In the records below, find each line with the word "extension" and copy it.

[Stored data]
▬▬▬▬▬▬
Issue #9390, opened 2019-09-16
sh_binary wrapper fails on upper case letters in file extension on Windows


aherrmann:
### Description of the problem:

Windows filenames are case-insensitive, and also can be shortened to 8.3 format, which is upper-case by default. The `sh_binary` wrapper fails with the following error when calling the binary with an upper-case file extension.
```
LAUNCHER ERROR: Cannot open the binary to read launch data
LAUNCHER ERROR: Failed to parse launch info.
```

This is an issue if the `sh_binary` is meant to be called by another program which uses upper-case filenames or 8.3 format. E.g. autotools `./configure` scripts.

The `sh_binary` wrapper should accept all combinations of upper and lower case in the file extension.

### Bugs: what's the simplest, easiest way to reproduce this bug? Please provide a minimal example if possible.

Create a binary target as follows:
```
cat >sh-binary.sh <<EOF
echo "Hello world"
EOF
cat >BUILD <<EOF
sh_binary(
    name = "sh-binary",
    srcs = ["sh-binary.sh"],
)
EOF
```

Build and execute
```
> bazel build //:sh-binary

> bazel-bin\sh-binary.exe
Hello world

> BAZEL-~1\SH-BIN~1.exe
Hello world

> bazel-bin\sh-binary.EXE
LAUNCHER ERROR: Cannot open the binary to read launch data
LAUNCHER ERROR: Failed to parse launch info.

> BAZEL-~1\SH-BIN~1.EXE
LAUNCHER ERROR: Cannot open the binary to read launch data
LAUNCHER ERROR: Failed to parse launch info.

```

### What operating system are you running Bazel on?

Windows 10

### What's the output of `bazel info release`?

release 0.28.1

PR #9400, opened 2019-09-17
Windows, *_binary launcher: bazel-bin/x.EXE works

laszlocsomor:
Fixes https://github.com/bazelbuild/bazel/issues/9390


aherrmann:
@dslomov would it be possible to cherry-pick this fix into 1.0? We would like to depend on this fix in rules_haskell.

laszlocsomor:
@aherrmann : Sorry, 1.0 was released without this fix, but 1.1 will have it.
▬▬▬▬▬▬
- Response for this exercise -
sh_binary wrapper fails on upper case letters in file extension on Windows
Windows filenames are case-insensitive, and also can be shortened to 8.3 format, which is upper-case by default. The `sh_binary` wrapper fails with the following error when calling the binary with an upper-case file extension.
The `sh_binary` wrapper should accept all combinations of upper and lower case in the file extension.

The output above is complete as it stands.